Caithness anti-wind farm campaigners have written to Highland Council’s legal department to challenge what they see as a breach of government guidelines in the authority’s planning process.
Brenda Herrick of Caithness Windfarm Information Forum (Cwif) believes councillors and planners give too much credence to comments in support of wind farm applications that highlight the financial community benefit involved, often running to six figures.
Cwif cites the Scottish Government’s good practice principles for community benefit from onshore renewable energy developments, which state it is not a material consideration in planning, and has no bearing in the planning process.
“Discussions regarding community benefit are held separately to any planning discussions taking place,” the document adds.
Highland Council says its position is clearly stated on its website, with the entry reading: “Scottish Government planning guidance prevents this type of payment from becoming a condition of planning permission.”
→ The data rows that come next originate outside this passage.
PR #1722, opened 2026-08-21
Add MtlsTokenProvider for mTLS authentication

rustam-gamidov-here:
Implementing auto refreshing in place not using AutoRefreshToken and TokenEndpoint for simplicity and because mtls endpoint has very simple list of arguments and some features implemented in client authentication may be not supported at the moment.

Relates-To: DATASDK-105

### DIFF
--- a/olp-cpp-sdk-authentication/src/AuthenticationClientImpl.cpp
+++ b/olp-cpp-sdk-authentication/src/AuthenticationClientImpl.cpp
@@ -38,8 +38,10 @@
 #include "SignInUserResultImpl.h"
 #include "SignOutResultImpl.h"
 #include "SignUpResultImpl.h"
+#include "olp/core/client/OlpClientSettingsFactory.h"
 #include "olp/core/http/Network.h"
 #include "olp/core/http/NetworkConstants.h"
+#include "olp/core/http/NetworkInitializationSettings.h"
 #include "olp/core/http/NetworkResponse.h"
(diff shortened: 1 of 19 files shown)


olp-cpp-sdk-authentication/src/AuthenticationClientImpl.cpp
```diff
@@ -395,6 +398,74 @@ client::CancellationToken AuthenticationClientImpl::SignInClient(
...
+
+      const auto status = auth_response.GetStatus();
+      if (status < 0) {
+        response = GetSignInResponse<SignInResult>(
+            auth_response, context, settings_.token_endpoint_url);
+
+        if (status == static_cast<int>(http::ErrorCode::TIMEOUT_ERROR) &&
+            context.IsCancelled()) {
+          return response;
+        }
```
andrey-kashcheev: I guess this one is redundant since GetSignInResponse is already doing it

rustam-gamidov-here: If a timeout occurred, the cancellation is done through the context and in case of retry we return `Cancelled` at the retries loop beginning. This return is making the difference.
Removed this additional handling to keep this code aligned with the `SignInClient` and changed tests accordingly

khomenkd (approved):

mykolamalik (approved):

But Mrs Harrick is concerned community benefit will be used to support a proposed extension to the locally unpopular Limekiln wind farm at Reay.
She said: “The local support for Strathy South wind farm was almost entirely based on the huge sums of money the community had been promised.
“And I wasn’t happy the benefit was mentioned in discussion of the Creag Riabhach transmission lines in Lairg recently.
“The influence of community benefit on planning decisions has worried me for a long time.
“I wonder how many wind farms have been consented over the years which might not have been if the rules had been properly applied.”
Maxine Smith, north planning applications committee chairwoman, said: “Community benefit is not a material consideration.
“We do not discuss it in planning committee and it is negotiated with communities and developer directly outwith the planning system.”